Report the lines of the data below that contain the string "format".

- **DATA TO USE**:
▬▬▬

PR #112, opened 2026-07-18
fix: support bash/zsh panes on Windows and open splits on the left

Grenghis-Khan:
## Summary
- Windows launchers detect `terminal.default_shell` and emit PowerShell (`& "…"`) or Git Bash/zsh (`"…"`) `pane run` forms, with a short `%USERPROFILE%\bin\hfv.exe` shim plus mirrored `assets/markdown-style.json` so glow styling still works.
- Split-pane openers (Windows + unix) place the Files pane on the **left** via `split --direction right` then `pane swap --direction left` (herdr has no left split).
- Docs/changelog/tests updated (Git 2.41+ note, winget renderer install, dual-shell + left-split guards).

## Test plan
- [x] Windows + PowerShell default shell: `prefix+f` opens Files on the left; glow markdown headings styled
- [x] Windows + Git Bash/zsh `default_shell`: same, no `&` parse error; launch is fast (shim)
- [x] macOS/Linux: `open-file-viewer` opens Files on the left of the work pane
- [x] Toggle still works (open → focus → close)
- [x] `cargo test --test launcher_content` (and Windows parse job if available)


smarzban:
Thanks @Grenghis-Khan for putting this together and testing it on Windows. The non-PowerShell support is useful, but the persistent shim, placement change, and conflicts with current launcher work make this too broad to merge safely. I’m going to close it, but I’ll consider a smaller PR focused only on shell compatibility, without the shim or placement change.

PR #116, opened 2026-07-20
feat: launch open target (--open / HERDR_FILE_VIEWER_OPEN)

### LINKED ISSUE #109: Launch argument to open directly to a file (and optionally a line)
## Problem / motivation

I maintain a small companion herdr plugin that resolves a token (a clipboard path, a GitHub
blob URL, an agent-supplied path) to a repo-relative file, then hands it to
herdr-file-viewer so the user sees it without leaving their terminal session.

There's no way to tell the viewer "open at this file" from the outside today, so the plugin
has to drive the running viewer's own keys over the herdr socket: focus the pane, send `f` to
open the fuzzy-finder, type the repo-relative path, send `Enter`, then (for a line target) send
`:`, the line number, and `Enter` again. This works, but it's UI-scripting: it silently breaks
if the keymap changes (`f` is user-remappable per docs/configuration.md), it needs a fixed sleep
before the first keystroke so the initial tree walk doesn't eat it, and it can't distinguish "no
such file" from "the fuzzy-finder just didn't match."

## Proposed solution

A launch-time way to open straight to a file, analogous to how many editors accept `path:line`
on argv. Two shapes that would both work for my use case, in order of preference:

1. A CLI argument on the viewer binary itself, e.g.
   `herdr-file-viewer --open <path>[:line]`, where `<path>` is resolved the same way the tree
   root already resolves paths (repo-relative from the worktree root). Since the manifest's
   `[[panes]] command` is a literal argv array, a companion plugin's launcher script could just
   append `--open <path>` when it already knows the target, no socket-scripting involved.
2. Alternatively, an env var read at startup (`HERDR_FILE_VIEWER_OPEN=<path>[:line]`), if that
   fits the existing config/env conventions better than a flag , the viewer already reads
   `editor`/`open`/`reveal` overrides from config, so a same-shape env override would be
   consistent.

Either way, the target format I'd consume is the same `path[:line]` shape the viewer already
copies out via `L` (e.g. `src/app.rs:42`), so round-tripping a copied reference back in would
also just work.

## Alternatives considered

- Current workaround: driving `f` / send-text / `Enter` / `:` / line / `Enter` over the socket,
  as described above. Works but is fragile against keymap changes and needs a startup-race sleep.
- A dedicated socket verb (something like `plugin action invoke open-file-viewer --open <path>`)
  would also solve it, but a plain CLI arg feels like the smaller, more general surface and
  matches how the binary is already launched via the manifest's `command` array.

## Additional context

This is a read-only ask: I'm not requesting anything that would let an external caller select or
open outside the tree, just start focused where a caller already knows the answer. Happy to
sanity-check a proposed flag/env shape against my use case before it ships.

smarzban:
## Summary

- Launch-time **open target**: open straight to a repo-relative file via `--open <path>[:line]` or `HERDR_FILE_VIEWER_OPEN` (flag wins), so agents/companions need not key-script the fuzzy finder ([#109](https://github.com/smarzban/herdr-file-viewer/issues/109)).
- Reuses **reveal in tree** + optional **go to line** (`pending_goto`); soft-fails with a notice if the path is missing or outside the tree root.
- Range form `path:A-B`: jump to start, status notice `Opened path:A-B`, and a **1s passive highlight** (not line-select mode). Narrow/tree-only first layout **zooms** so the file is visible.
- Docs: usage guide (companion examples + copy-paste **Teach your agent** block for `AGENTS.md`), CHANGELOG, CONTEXT glossary term, ARCHITECTURE module.

## Test plan

- [x] `cargo fmt --check && cargo clippy --all-targets -- -D warnings && cargo test`
- [x] `herdr-file-viewer --open src/main.rs:10` lands on the file and line
- [x] `HERDR_FILE_VIEWER_OPEN=src/app.rs:10-20 herdr-file-viewer` (or `plugin pane open … --env …`) shows notice + brief range highlight
- [x] Missing path shows `Could not open …` and does not crash
- [x] Narrow split auto-zooms content after first layout
- [x] Docs: `docs/usage.md` open-at + teach-your-agent section reads cleanly

Closes #109


smarzban:
## Empanel — Round 2

Findings: 5 total — 0 critical · 0 high · 0 medium · 5 low · 0 info.
_Reviewed by:_ verify · models: openai-codex:gpt-5.5

### Progress since Round 1
✅ Resolved (0)
⏳ Still blocking (0)
🆕 New / regressed (0)

### Advisory (non-blocking)
- ⚪ **[LOW]** \[test-coverage\] Deferred open-target zoom lacks integration coverage — `src/app.rs:250` · 1/1 models · _by:_ verify _(test-coverage)_
  The deferred zoom behavior depends on the event loop feeding the presenter-measured content viewport back into \`set\_content\_viewport\` and scheduling a second draw. Existing unit tests cover \`set\_content\_viewport\`, but not the app-level wiring that makes launch-open zoom happen in a real narrow frame.
  _Fix:_ Add an integration/e2e test with a narrow launch-open layout that verifies the viewport feedback triggers the follow-up zoomed draw.
- ⚪ **[LOW]** \[usability\] Explicit open target still flips show\_ignored for the session — `src/controller/mod.rs:1417` · 1/1 models · _by:_ verify _(usability)_
  After \`tree.reveal\` relaxes filters for an explicit launch target, \`apply\_open\_target\` copies \`tree.show\_ignored()\` into the controller mirror. Opening a gitignored explicit path therefore leaves ignored files visible as a session preference rather than just revealing the target once.
  _Fix:_ If one-shot reveal is desired, preserve and restore the prior \`show\_ignored\` setting after selecting the target; otherwise document the persistent filter change as part of explicit-path behavior.
- ⚪ **[LOW]** \[correctness\] Open-range flash timer starts before content renders — `src/controller/mod.rs:1448` · 1/1 models · _by:_ verify _(correctness)_
  The range flash deadline is still set from \`Instant::now()\` inside \`apply\_open\_target\`, before the async render result has necessarily landed or been drawn. A slow first render can consume most or all of the intended one-second visibility window before the highlight ever appears.
  _Fix:_ Arm the timeout when the target content is first applied/drawn, or keep a pending range and start the one-second timer after the first paint that includes it.
- ⚪ **[LOW]** \[usability\] Passive range flash still consumes the close key first — `src/controller/mod.rs:2469` · 1/1 models · _by:_ verify _(usability)_
  \`close\_or\_unzoom\` still returns immediately after clearing \`open\_range\_flash\`, so pressing \`q\`/\`Esc\` during the launch range flash dismisses that layer instead of continuing to unzoom or quit. This intentional dismiss layer remains easy to regress because only the clear behavior is not directly covered.
  _Fix:_ Add a focused controller test for \`Close\` while \`open\_range\_flash\` is active, or change the close path to clear the flash and continue with the normal close action if interception is not desired.
- ⚪ **[LOW]** \[test-coverage\] E2E still does not verify the open-range flash on screen — `tests/e2e\_open\_target.rs:14` · 1/1 models · _by:_ verify _(test-coverage)_
  The pty open-target tests cover path, line, env, and precedence, but none launch a \`path:start-end\` range or assert that the range flash is visible in the live screen path. Current coverage is limited to controller/presenter-level tests, so event-loop wiring regressions could escape.
  _Fix:_ Add an e2e/integration test that launches with an open range and observes the rendered range flash, or otherwise exercises the full app draw path for range highlighting.

smarzban:
## Empanel — Round 1

Findings: 9 total — 0 critical · 0 high · 3 medium · 5 low · 1 info.
_Reviewed by:_ holistic + lens-security + lens-tests · models: anthropic:claude-opus-4-8, deepseek:deepseek-v4-pro, ollama:glm-5.2, openai-codex:gpt-5.5

### Advisory (non-blocking)
- ⚪ **[LOW]** Event-loop deferred-zoom redraw wiring is not integration-tested — `src/app.rs:253` · 1/4 models · _by:_ lens-tests _(test-coverage)_
  \`set\_content\_viewport\` now returns a bool that the event loop feeds into \`dirty = need\_redraw\` so a narrow tree-only launch open repaints once the zoom arms. The controller unit test covers the return value in isolation, but the app.rs wiring (that a returned \`true\` re-arms \`dirty\` for a second paint) is untested — the e2e tests spawn a wide pty, so the narrow-zoom path never fires. A refactor that dropped the \`need\_redraw\` propagation would keep all tests green while leaving a narrow-pane launch stuck on a blank tree-only frame.
  _Fix:_ Add an e2e that launches \`--open\` in a deliberately narrow pty (below the two-column threshold) and asserts the opened file's content becomes visible (the zoom fired and a redraw followed).
- ⚪ **[LOW]** \[correctness\] open-range flash 1s deadline starts before content renders — `src/controller/mod.rs:1445` · 3/4 models · possible same-defect siblings — combined 4/4 · _by:_ holistic _(correctness)_
  The passive range-highlight \`deadline\` is \`Instant::now() + OPEN\_RANGE\_FLASH\` set at apply time, but the file's render is dispatched off-thread and lands later via \`poll\`. With the live renderer (up to the 5s RENDER\_TIMEOUT, or even a modest glow/delta delay), the 1-second flash can expire before the file content is ever painted, so the range highlight the feature promises may never actually be visible.
  _Fix:_ Arm the flash relative to when the target render is applied (e.g. start/refresh the deadline in \`poll\` when the awaited seq lands) rather than at apply time, so the 1s window covers the frames where the content is actually on screen.
  _Possible sibling (shared topic):_ \[test-coverage\] passive range highlighting is not rendered by any test — `src/presenter.rs:691`
- ⚪ **[LOW]** \[correctness\] Passive range highlight intercepts quit/close — `src/controller/mod.rs:2465` · 2/4 models · _by:_ holistic, lens-tests _(correctness)_
  The new passive open-range flash is documented and commented as display-only/no key capture, but \`Intent::Close\` clears it and returns before the normal close path. Because both Esc and q map to Close, pressing q shortly after opening a range only dismisses the highlight instead of quitting.
  _Fix:_ Do not consume Close for \`open\_range\_flash\`, or distinguish Esc-only dismissal from q/quit so the passive highlight does not block normal close behavior.
- ⚪ **[LOW]** \[test-coverage\] range flash duration contract is tested tautologically — `src/controller/mod.rs:94` · 1/4 models · _by:_ lens-tests _(test-coverage)_
  The only expiration test advances time by \`OPEN\_RANGE\_FLASH + 1ms\`, so it would still pass if the advertised roughly-1-second duration were changed accidentally. The new user-visible timeout constant is not locked by a boundary assertion.
  _Fix:_ Assert the boundary value directly, e.g. after arming a range flash, \`tick\_open\_range\_flash(now + 999ms)\` is false and \`tick\_open\_range\_flash(now + 1000ms/1001ms)\` expires, or expose the duration through a tested contract value.
- ⚪ **[LOW]** \[security\] Launch open target can surface gitignored secrets and unhide all ignored files for the session — `src/tree.rs:339` · 1/4 models · _by:_ holistic, lens-security _(security)_
  reveal() now relaxes show\_ignored (previously only changed\_only/hide\_hidden), and the change flips it permanently true for the whole session, not just for the one target. The open target is driven by HERDR\_FILE\_VIEWER\_OPEN / --open, which in herdr's plugin/companion/agent launch flow can come from a less-trusted source than the user. A target pointed at a gitignored secret (e.g. \`.env\`, credentials, build artifacts) both displays that file's contents (classify() only blocks out-of-root reads, not gitignored in-root files) and then unhides every gitignored file in the tree, defeating the gitignore-respecting default that normally keeps such files out of view.
  _Fix:_ Scope the relaxation to the single revealed target instead of flipping the global show\_ignored flag (e.g. a per-path allow-set the tree honors for that node only), or gate ignored-file reveal behind the same trust as an interactive user action so an env/argv-supplied target cannot silently unhide the whole ignored set.
- ⚪ **[INFO]** \[test-coverage\] No e2e test verifying range flash highlight renders on screen — `tests/e2e\_open\_target.rs:0` · 1/4 models · possible same-defect siblings — combined 4/4 · _by:_ holistic _(test-coverage)_
  The range flash feature (\`path:start-end\` → passive 1s highlight) has unit tests for controller state but no e2e test confirming the highlight actually renders in the terminal. The existing e2e tests only verify single-line opens. A range-flash e2e test would catch rendering regressions in the passive highlight path.
  _Fix:_ Add an e2e test that passes \`--open some.rs:1-3\`, verifies the notice text (\`Opened some.rs:1-3\`), and confirms the flash highlight is applied to the rendered content lines (e.g. by checking that a styled line appears differently).
  _Possible sibling (shared topic):_ \[test-coverage\] passive range highlighting is not rendered by any test — `src/presenter.rs:691`

- **[MEDIUM]** Go-to-line view-forcing (SyntaxContent override) for transformed files is untested — `src/controller/mod.rs:1424`
  _Dismissed:_ Cluster mixed two issues. show\_ignored resync fixed via apply\_open\_target\_resyncs\_show\_ignored\_mirror (mirror true + secret.log selected). SyntaxContent override remains exercised by pending\_goto path + apply\_open\_target\_queues\_goto\_line; not a merge blocker.
- **[MEDIUM]** \[test-coverage\] passive range highlighting is not rendered by any test — `src/presenter.rs:691`
  _Dismissed:_ Fixed in b25e650: tests/presenter.rs passive\_range\_highlight\_has\_no\_caret\_gutter asserts no ▶ and snapshots presenter\_passive\_range\_flash for LineSelectView { passive: true }.
- **[MEDIUM]** \[test-coverage\] open-target line jump e2e would pass if line suffix were ignored — `tests/e2e\_open\_target.rs:35`
  _Dismissed:_ Fixed in b25e650: controller::tests::apply\_open\_target\_line\_scrolls\_after\_poll applies open with :20, polls until pending\_goto clears, asserts content\_scroll \> 0 on a short viewport. E2E still shows file body; scroll is unit-proven.

smarzban:
## Orchestrator review (Empanel Round 2 — final)

### What this PR implements
Launch-time **open target** (`--open` / `HERDR_FILE_VIEWER_OPEN`) so agents and companions can open a repo path (optional line/range) without key-scripting the fuzzy finder. Includes lexical path normalize + root containment, reveal that can surface gitignored paths for explicit intent, narrow-pane deferred zoom, success notice, and a 1s passive range highlight. Docs cover usage + a copy-paste AGENTS.md block.

### Panel
- **Round 1:** 4 holistic (glm-5.2, gpt-5.5, opus-4-8, deepseek-v4-pro) + lens-tests ×2 + lens-security ×2 + deterministic scan. Full panel, no missing seats.
- **Lenses:** tests + security fired; others skipped (no API/schema/migrations/PII/infra).
- **Round 2:** single-model verify (gpt-5.5) after test-coverage fixes.

### Fixed (from Round 1 mediums)
- Presenter coverage for **passive** range flash (snapshot + no ▶)
- Open-target **line jump actually scrolls** after poll (unit)
- **`show_ignored` mirror resync** after reveal of a gitignored path

### Deferred / advisory (lows, intentional or residual)
- Flash timer starts at apply (1s product choice)
- Esc clears flash before quit (intentional stack)
- Explicit open of gitignored path leaves show_ignored on for the session (same filter-relax policy as `c`/`.`)
- No pty e2e for style-only range flash; no full event-loop zoom integration test

### Decision: ✅ Approve
Empanel verdict **`pass`** on HEAD (`b25e650`). Residual findings are low/advisory only; no blocking issues remain.

**Do not merge from this comment alone** if CI is still red; green CI + this gate is the bar.

PR #120, opened 2026-07-24
Minor key bindings configuration snippet improvement

pedrusck:
## Summary

A minor improvement to the code snippet sample for the keybindings configuration is applied. This allows Herdr to better manage the output by calling into a specific installed plugin instead of spawning a detached shell in the background (see [documentation](https://herdr.dev/docs/configuration/#custom-command-keybindings)).

## Changes

- Replace the use of the `shell` type with the `plugin_action` type
- Include a description in the two key bindings configuration example and remove comments.

## Test plan

*No testing is needed as only documentation is here being changed.*


smarzban:
Thanks @petrusck 👌🏻 I updated the command as well.

PR #128, opened 2026-07-28
fix: treat AltGr as typing so its characters reach their action

### LINKED ISSUE #123: AltGr keys are dropped, so ? and other AltGr characters do nothing
## What happened

On a Brazilian ABNT2 keyboard, `?` is typed with AltGr+W. Pressing it in the viewer does nothing.
No overlay, no notice, no error. The help overlay is unreachable.

Windows reports AltGr as Ctrl+Alt. `decode` in `src/input.rs` drops any event that carries a
modifier other than Shift, so the event is discarded one step before the binding lookup:

```rust
if key.modifiers.difference(KeyModifiers::SHIFT) != KeyModifiers::NONE {
    return None;
}
```

The event still carries the resolved character (`Char('?')`), so nothing about the keypress was
ambiguous. It was thrown away because of how the character was produced.

This is not limited to `?` or to ABNT2. Any bound character that needs AltGr on your layout is a
dead key. On German and Spanish layouts that includes `[` and `]`. The failure is silent, so there
is no way to tell a broken binding from a broken keyboard.

I expected the key to run its action, the way it does on a US layout.

## Steps to reproduce

1. Set the keyboard layout to Portuguese (Brazil ABNT2).
2. Open the viewer.
3. Press AltGr+W to type `?`.
4. Nothing happens. On a US layout, Shift+/ opens the help overlay.

## Environment

- Plugin version: 1.14.0

## Logs / screenshots

No output. The key produces no notice and no log line, which is the part that makes it hard to
diagnose.

## A note on the fix

The narrow fix is to accept Ctrl+Alt on a character key and drop those two modifiers before the
lookup. Ctrl alone, Alt alone, and Ctrl+Alt on a non-character key stay inert, so reserved terminal
combos such as Ctrl+C still pass through.

There is one trade-off worth your call. Windows cannot distinguish a real Ctrl+Alt+x chord from
AltGr+x, so that chord would also fire the bound action. A user who needs the chord back can rebind
the action off that character in `[keys]`.

I have this working and will open a PR.

Jprnp:
## Summary

Accept a character typed with AltGr instead of discarding it as a chord.

Windows reports AltGr as Ctrl+Alt. `decode` dropped any event carrying a modifier other than Shift,
so on a layout where a bound character IS an AltGr key, that key did nothing at all: `?` on a
Brazilian ABNT2 keyboard, `[` and `]` on German and Spanish ones. The event still carried the
resolved character, so nothing was ambiguous about what the user typed. It was thrown away one step
before the lookup, and silently, which leaves no way to tell a broken binding from a broken
keyboard.

The exception is narrow. Only Ctrl and Alt together, and only on `KeyCode::Char`. Ctrl alone, Alt
alone, and Ctrl+Alt on a non-character key such as `Ctrl+Alt+↑` all stay inert, so every reserved
terminal combo still passes straight through.

One trade-off, and it is yours to accept or reject. Windows cannot distinguish a real `Ctrl+Alt+x`
chord from `AltGr+x`, so that chord now fires the bound action too. A user who wants the chord left
to their terminal can rebind the action off that character in `[keys]`. I could not find a way to
separate the two on Windows; if you know one I will use it instead.

## Changes

- `src/input.rs`: `decode` treats Ctrl+Alt on a character key as typing and drops those two
  modifiers before the binding lookup.
- Two tests: AltGr characters reach their action (with and without Shift), and Ctrl alone, Alt
  alone, Super, and Ctrl+Alt on a non-character key stay inert.
- `docs/keys.md` and a `CHANGELOG.md` entry.

## Test plan

- [x] `cargo test` is green
- [x] Docs updated in this PR (CHANGELOG + `docs/keys.md`)
- [x] Verified live on Windows 11 with an ABNT2 layout: AltGr+W opens the help overlay, where
      before it did nothing

## Related

Closes #123

### DIFF
--- a/CHANGELOG.md
+++ b/CHANGELOG.md
@@ -5,6 +5,11 @@ All notable changes to this project are documented here. The format is based on
 [Semantic Versioning](https://semver.org/spec/v2.0.0.html). Entries are short on purpose; follow the
 `→` links for the full detail.
 
+## [Unreleased]
+
+### Fixed
+- Keys typed with **AltGr** now reach their action instead of being dropped. Windows reports AltGr as `Ctrl+Alt`, which the dispatcher discarded as a chord, so a character that needs AltGr on your layout was a dead key — `?` (help) on a Brazilian ABNT2 keyboard, `[` / `]` on German and Spanish ones. Only `Ctrl+Alt` on a character key is accepted; `Ctrl` alone, `Alt` alone, and `Ctrl+Alt+↑` stay inert. → [keys](docs/keys.md)
+
 ## [1.14.0] - 2026-07-20
 
 ### Added
--- a/CHANGELOG.md
+++ b/CHANGELOG.md
@@ -8,7 +8,7 @@ All notable changes to this project are documented here. The format is based on
 ## [Unreleased]
 
 ### Fixed
-- Keys typed with **AltGr** now reach their action instead of being dropped. Windows reports AltGr as `Ctrl+Alt`, which the dispatcher discarded as a chord, so a character that needs AltGr on your layout was a dead key — `?` (help) on a Brazilian ABNT2 keyboard, `[` / `]` on German and Spanish ones. Only `Ctrl+Alt` on a character key is accepted; `Ctrl` alone, `Alt` alone, and `Ctrl+Alt+↑` stay inert. → [keys](docs/keys.md)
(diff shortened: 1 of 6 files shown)


smarzban:
@Jprnp  Thanks for reporting this and for the solid diagnosis and the fix. I’ve pushed a few adjustments: the workaround is now Windows-only, uses an exact shared AltGr normalizer, keeps Linux/macOS behavior unchanged, makes AltGr+? both open and close help, and adds regression coverage for custom bindings and documentation.

smarzban (approved):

▬▬▬

- **PROBLEM SOLUTION**:
Either way, the target format I'd consume is the same `path[:line]` shape the viewer already
@@ -5,6 +5,11 @@ All notable changes to this project are documented here. The format is based on
@@ -8,7 +8,7 @@ All notable changes to this project are documented here. The format is based on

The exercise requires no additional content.